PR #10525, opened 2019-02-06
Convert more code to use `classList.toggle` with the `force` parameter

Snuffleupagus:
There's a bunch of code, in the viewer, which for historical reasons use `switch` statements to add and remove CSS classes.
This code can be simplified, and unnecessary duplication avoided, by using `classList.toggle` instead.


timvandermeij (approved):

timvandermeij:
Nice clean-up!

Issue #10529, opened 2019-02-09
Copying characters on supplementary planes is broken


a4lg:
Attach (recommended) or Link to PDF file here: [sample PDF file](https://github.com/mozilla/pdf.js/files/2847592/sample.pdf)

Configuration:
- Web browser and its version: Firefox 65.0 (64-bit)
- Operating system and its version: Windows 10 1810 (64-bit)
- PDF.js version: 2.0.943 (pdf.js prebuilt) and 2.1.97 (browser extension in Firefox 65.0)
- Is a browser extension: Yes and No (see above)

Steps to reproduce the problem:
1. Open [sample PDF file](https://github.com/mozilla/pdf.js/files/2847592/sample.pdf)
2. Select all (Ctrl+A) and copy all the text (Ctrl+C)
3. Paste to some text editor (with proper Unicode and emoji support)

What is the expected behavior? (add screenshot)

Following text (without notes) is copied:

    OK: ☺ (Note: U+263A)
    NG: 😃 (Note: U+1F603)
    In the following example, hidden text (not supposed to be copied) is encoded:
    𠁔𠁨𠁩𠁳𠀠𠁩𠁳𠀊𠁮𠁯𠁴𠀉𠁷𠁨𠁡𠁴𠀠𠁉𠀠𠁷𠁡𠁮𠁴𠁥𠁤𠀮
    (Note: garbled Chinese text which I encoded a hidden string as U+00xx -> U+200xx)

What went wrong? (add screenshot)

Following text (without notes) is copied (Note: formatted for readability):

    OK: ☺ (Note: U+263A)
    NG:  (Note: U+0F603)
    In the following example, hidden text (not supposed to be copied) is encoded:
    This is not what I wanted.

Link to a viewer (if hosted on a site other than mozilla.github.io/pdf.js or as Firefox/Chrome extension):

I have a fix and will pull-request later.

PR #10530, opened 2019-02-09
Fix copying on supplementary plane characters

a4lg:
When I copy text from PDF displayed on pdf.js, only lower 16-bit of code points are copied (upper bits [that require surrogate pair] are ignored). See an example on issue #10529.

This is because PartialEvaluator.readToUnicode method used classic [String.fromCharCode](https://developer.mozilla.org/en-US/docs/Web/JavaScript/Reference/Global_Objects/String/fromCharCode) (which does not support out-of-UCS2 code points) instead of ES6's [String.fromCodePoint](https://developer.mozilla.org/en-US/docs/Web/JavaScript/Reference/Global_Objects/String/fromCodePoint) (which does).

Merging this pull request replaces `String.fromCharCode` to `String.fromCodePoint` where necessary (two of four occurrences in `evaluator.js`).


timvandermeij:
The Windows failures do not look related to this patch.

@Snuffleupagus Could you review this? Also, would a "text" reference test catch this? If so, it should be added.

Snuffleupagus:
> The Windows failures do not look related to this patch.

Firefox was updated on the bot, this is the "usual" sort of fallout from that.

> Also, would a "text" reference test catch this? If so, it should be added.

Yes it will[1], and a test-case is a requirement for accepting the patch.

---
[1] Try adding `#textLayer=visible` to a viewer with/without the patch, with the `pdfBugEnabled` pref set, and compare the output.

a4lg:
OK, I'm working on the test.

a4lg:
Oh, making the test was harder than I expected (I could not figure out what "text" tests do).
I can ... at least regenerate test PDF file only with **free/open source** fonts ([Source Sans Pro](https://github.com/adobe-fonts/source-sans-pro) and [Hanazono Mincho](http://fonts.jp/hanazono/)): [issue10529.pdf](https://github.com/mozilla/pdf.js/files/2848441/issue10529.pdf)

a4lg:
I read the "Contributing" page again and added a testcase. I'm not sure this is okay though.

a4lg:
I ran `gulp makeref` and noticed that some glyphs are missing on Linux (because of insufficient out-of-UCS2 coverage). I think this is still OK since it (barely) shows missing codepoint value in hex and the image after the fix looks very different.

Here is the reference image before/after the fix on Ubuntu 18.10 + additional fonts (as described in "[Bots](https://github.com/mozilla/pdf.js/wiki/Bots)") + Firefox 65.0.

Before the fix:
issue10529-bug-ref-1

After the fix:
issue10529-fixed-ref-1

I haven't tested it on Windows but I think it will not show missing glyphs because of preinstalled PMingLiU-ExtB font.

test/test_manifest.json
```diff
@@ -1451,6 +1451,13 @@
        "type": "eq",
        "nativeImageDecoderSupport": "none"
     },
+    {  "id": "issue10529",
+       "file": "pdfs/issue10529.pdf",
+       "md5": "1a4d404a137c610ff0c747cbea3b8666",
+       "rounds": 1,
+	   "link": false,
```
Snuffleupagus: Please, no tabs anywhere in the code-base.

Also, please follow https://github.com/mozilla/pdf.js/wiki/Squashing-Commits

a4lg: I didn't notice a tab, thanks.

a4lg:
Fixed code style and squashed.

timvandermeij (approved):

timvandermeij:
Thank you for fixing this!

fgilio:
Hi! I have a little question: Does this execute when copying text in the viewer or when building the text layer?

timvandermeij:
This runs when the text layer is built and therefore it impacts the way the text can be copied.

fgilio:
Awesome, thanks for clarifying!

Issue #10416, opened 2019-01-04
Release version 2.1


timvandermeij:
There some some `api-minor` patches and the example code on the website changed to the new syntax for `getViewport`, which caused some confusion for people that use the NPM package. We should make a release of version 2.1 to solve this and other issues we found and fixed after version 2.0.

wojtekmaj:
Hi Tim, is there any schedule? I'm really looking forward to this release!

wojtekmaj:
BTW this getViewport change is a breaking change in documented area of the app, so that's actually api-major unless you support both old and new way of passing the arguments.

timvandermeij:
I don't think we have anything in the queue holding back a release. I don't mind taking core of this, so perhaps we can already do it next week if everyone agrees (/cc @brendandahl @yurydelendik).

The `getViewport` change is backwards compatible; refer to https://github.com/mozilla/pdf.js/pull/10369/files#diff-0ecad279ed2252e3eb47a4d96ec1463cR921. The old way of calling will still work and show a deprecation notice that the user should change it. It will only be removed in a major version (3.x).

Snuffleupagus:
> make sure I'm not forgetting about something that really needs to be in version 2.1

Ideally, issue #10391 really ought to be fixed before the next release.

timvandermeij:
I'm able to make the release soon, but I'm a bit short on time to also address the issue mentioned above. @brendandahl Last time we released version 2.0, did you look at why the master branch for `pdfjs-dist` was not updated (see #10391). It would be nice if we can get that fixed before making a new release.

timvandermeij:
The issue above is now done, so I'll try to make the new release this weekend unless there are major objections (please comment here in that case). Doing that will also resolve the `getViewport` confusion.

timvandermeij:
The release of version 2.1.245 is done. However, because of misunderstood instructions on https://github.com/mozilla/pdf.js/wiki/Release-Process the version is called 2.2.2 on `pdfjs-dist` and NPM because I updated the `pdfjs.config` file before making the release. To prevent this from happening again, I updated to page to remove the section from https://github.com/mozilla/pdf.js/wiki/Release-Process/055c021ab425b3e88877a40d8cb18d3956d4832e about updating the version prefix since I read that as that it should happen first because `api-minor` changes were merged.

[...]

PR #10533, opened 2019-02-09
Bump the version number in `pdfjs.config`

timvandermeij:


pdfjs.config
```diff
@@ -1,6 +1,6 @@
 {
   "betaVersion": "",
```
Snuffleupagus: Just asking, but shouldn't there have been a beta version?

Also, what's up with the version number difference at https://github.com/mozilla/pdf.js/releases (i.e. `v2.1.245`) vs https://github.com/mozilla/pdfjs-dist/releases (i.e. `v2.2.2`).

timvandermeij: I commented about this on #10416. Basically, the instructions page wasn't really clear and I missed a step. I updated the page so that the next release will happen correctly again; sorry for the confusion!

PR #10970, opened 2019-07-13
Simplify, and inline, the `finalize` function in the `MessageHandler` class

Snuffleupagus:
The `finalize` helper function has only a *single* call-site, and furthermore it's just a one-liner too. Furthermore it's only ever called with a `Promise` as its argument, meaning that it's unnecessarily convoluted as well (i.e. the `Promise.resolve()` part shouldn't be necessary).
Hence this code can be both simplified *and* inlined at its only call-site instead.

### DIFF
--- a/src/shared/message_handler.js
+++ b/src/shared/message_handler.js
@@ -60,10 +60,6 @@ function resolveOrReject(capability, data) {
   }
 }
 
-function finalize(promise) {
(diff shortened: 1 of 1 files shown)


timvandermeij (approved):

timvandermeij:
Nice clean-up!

INSTRUCTIONS TO FOLLOW: Please go through the data and copy each line containing the word "number".

ANSWER FOR THIS EXERCISE:
Bump the version number in `pdfjs.config`
Also, what's up with the version number difference at https://github.com/mozilla/pdf.js/releases (i.e. `v2.1.245`) vs https://github.com/mozilla/pdfjs-dist/releases (i.e. `v2.2.2`).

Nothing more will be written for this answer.